The Brit turned off the tape recorder. “Well, I think we have everything we need,” she told Zosia. “Thank you so much for your help. The world will know what happened….”
“Yes, the money, please. I need the money now,” Zosia cut in. “You promised me one hundred rubles if I spoke to you. I took a great risk by doing this. So now, I have to be paid.”
The foreigner handed her a business card. “My chief will pay you. Ask for…”
“I don’t have time. Pay me now. Please!”
The Westerner fumbled in her soft leather briefcase and took out a wallet. “Sorry, I only have English pounds….”
“Kharasho—fine. I know where to change them,” Zosia said, smiling openly at her for the first time and not caring that Roberta would see how many teeth were missing.
ZOSIA’S ONLY CONCERN the last evening she spent in Moscow was whether she would get her children out of Russia without being arrested for talking to the journalist. She had paid the doctor, the letter was in her purse along with her passport. Her hosts, good friends who had gladly allowed Zosia and the children to stay at their apartment during the past few weeks, were sound asleep in their own room. Tarasyk was also asleep on the divan in the living room. Zosia kissed the knit cap that covered his head, now nearly bald.

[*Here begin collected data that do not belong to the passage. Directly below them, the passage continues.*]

PR #259, opened 2024-08-15
DM-45464: Fix handling of deprecated taskMetadata in cp_pipe

czwa:


python/lsst/cp/pipe/ptc/cpPtcExtract.py
```diff
@@ -62,7 +62,7 @@ class PhotonTransferCurveExtractConnections(pipeBase.PipelineTaskConnections,
         deferLoad=True,
     )
     taskMetadata = cT.Input(
-        name="isr_metadata",
+        name="cpPtcIsr_metadata",
```
erykoff, line 65: This won't work with the new pipelines, or with all the verification stuff, I think.  I _think_ what we can do is define the connection here so that it can be overridden by somebody with an old config, and then del the connection in the init below so it never actually gets used/connected by the graph generator.

python/lsst/cp/pipe/ptc/cpPtcExtract.py
```diff
@@ -62,7 +62,7 @@ class PhotonTransferCurveExtractConnections(pipeBase.PipelineTaskConnections,
         deferLoad=True,
     )
     taskMetadata = cT.Input(
```
erykoff, line 64: We need a TODO and a ticket to do the removal of this code that is blocked on the v28 release.

python/lsst/cp/pipe/ptc/cpPtcExtract.py
```diff
@@ -400,7 +400,7 @@ def run(self, inputExp, inputDims, taskMetadata, inputPhotodiodeData=None):
             sequentially by their exposure id.
         inputDims : `list`
             List of exposure IDs.
-        taskMetadata : `list` [`lsst.pipe.base.TaskMetadata`]
+        taskMetadata : `list` [`lsst.pipe.base.TaskMetadata`], optional
             List of exposures metadata from ISR.
```
erykoff, line 404: This should be commented that this is unused even if specified.  Also, below there should be a check if somebody hands it in and do a deprecation warning if so.  (And also tagged with the same TODO as above).

erykoff (changes requested):

python/lsst/cp/pipe/ptc/cpPtcExtract.py
```diff
@@ -81,7 +82,7 @@ class PhotonTransferCurveExtractConnections(pipeBase.PipelineTaskConnections,
     def __init__(self, *, config=None):
         if not config.doExtractPhotodiodeData:
             del self.inputPhotodiodeData
-
```
erykoff, line 84: This should have the TODO attached.

erykoff (approved):
There needs to be a corresponding PR to cp_verify.

PR #261, opened 2024-08-22
DM-45325: Move CTI simulation classes to lsst.ip.isr.deferredCharge

Alex-Broughton:


erykoff (commented):
This is a little bit tricky, but we need to deprecate the old imports in case somebody has been lifting `OverscanModel` from here.  See https://developer.lsst.io/stack/deprecating-interfaces.html in general, and see https://github.com/lsst/pipe_tasks/blob/c100eb463524ac2dc860a101d48d552f65cd4135/python/lsst/pipe/tasks/assembleCoadd.py#L32 for a possible pattern to lift the imports and warn if somebody imports from the old location.  You also need to file a ticket to remove the deprecated usage and add that as a TODO.

python/lsst/cp/pipe/__init__.py
```diff
@@ -35,3 +35,17 @@
...
+
+@deprecated(
+    reason="lsst.cp.pipe.OvercsanModel will be moved to lsst.ip.isr.deferredCharge.OverscanModel in v28.0.",
+    version="v28.0",
+    category=FutureWarning,
+)
+class OverscanModel(_OverscanModel):
+    pass
+
+del deprecated
```
erykoff, line 51: To be clear, we need to do this import/subclass/deprecate pattern for each of the moved classes.  We also need to file a ticket to clean up the deprecation, which should be a blocker for v29 release (if that exists as a ticket), and add a `TODO: Remove deprecated classes on DM-XXXXX`.  Also make sure there's a newline at the end of the file.

erykoff (changes requested):
The `__init__.py` needs a final newline.  This isn't triggering the linter because we generally skip `__init__.py` (because they have unused imports).

python/lsst/cp/pipe/__init__.py
```diff
@@ -35,3 +35,57 @@
...
+
+@deprecated(
+    reason="lsst.cp.pipe.FloatingOutputAmplifier will be moved to lsst.ip.isr.deferredCharge.FloatingOutputAmplifier in v28.0.",
+    version="v28.0",
+    category=FutureWarning,
+)
+class FloatingOutputAmplifier(_FloatingOutputAmplifier):
+    pass
+
+del deprecated
```
erykoff, line 91: Please make sure the file ends with a newline.

erykoff (approved):
Looks good pending the formatting problem on the `__init__`

erykoff (approved):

She was about to kiss Katia good night when the little girl sat up. “Mamo, I can’t sleep,” Katia said. “We are going away again without Baba.”

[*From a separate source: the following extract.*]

PR #262, opened 2024-09-03
DM-45976: Fix units bugs with camera read noise / ptc read noise / effective ptc / variance plane creation

Alex-Broughton:
This will introduce a new PTC version (1.9) which standardizes the PTC noise attribute units to electron. Previously, FULLCOVARIANCE fit mistakenly output in electron^2. Changing the PTC verison allows for new checks in ISR tasks to use the correct noise measurement. This previously caused the variance plane to be if PTC version < 1.9 and ptcFitType == FULLCOVARIANCE.


python/lsst/cp/pipe/ptc/cpPtcSolve.py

“But darling, we tried to call her in Kyiv lots of times, and we’ve written letters to the hospital, and Baba doesn’t answer,” Zosia said.

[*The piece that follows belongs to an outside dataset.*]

PR #264, opened 2024-09-16
DM-46308: Updates to PTC fitting, including doAmpOffsetGainRatioFixup for new IsrTaskLSST

erykoff:
This PR implements a bunch of small updates found in the development of DM-45856, including the `doAmpOffsetGainRatioFixup` that uses flat-pair amp offsets to fix up noisy gain ratios determined from the individual amplifier PTC fitting.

“Write to our house,” Katia said. “Tell her we’re going away, but we’ll see her someday. So she won’t worry.”
“Write to the house in the village?” Zosia brightened up and kissed the child’s tangled hair. “Good idea! Maybe she’s there. You’re such a smart girl.” Together, she and Katia sat
on the parquet floor while Zosia composed a letter which she read to the little girl, who listened as intently as though it were a story:
10 September 1989
Dear Mamuniu,
I’m hoping that by some miracle you get this letter—our last before we leave Moscow. We’ve had a rough time, and Tarasyk is very sick, so we are going to a sanatorium in Georgia.
Zosia read the next section to herself silently:
I contacted the hospital in Kyiv about Yurko. First, they told me he was transferred to Moscow. I searched everywhere and later was told that he’s not alive. But there’s no official record about his death. So, please tell me what really happened after we left you at the hospital and if he is still alive or not.
Out loud, Zosia continued:
I know that we never had a phone, but I tried calling the post office in Starylis to send you a message. The lines don’t work. So, I want you to please call this number as soon as you can. We are leaving Russia tomorrow but you can talk to my friends Stefan and Tatiana, and tell them where Yurko is and how you are. I will contact my friends when I get to Georgia. And then you can come live with us where it is warm and sunny and healthy!
Katia sends her love. She has headaches and is sick, but not as bad as Tarasyk. Poor boy, he cries to himself and doesn’t complain, but he doesn’t want to eat, and so all of our attention is on him right now.
Pray for us so that we’ll be together again someday, safe and well. I hope that you are alive, and healthy! I am taking a chance sending this to Starylis, but I don’t know where else to send it.
Call my friends at 095-032-45-89-21. We kiss you—yours always, Zosia
Mamo, please try to find a phone and tell the operator the number—I know this is hard for you, but after all that we’ve been through, this really is nothing.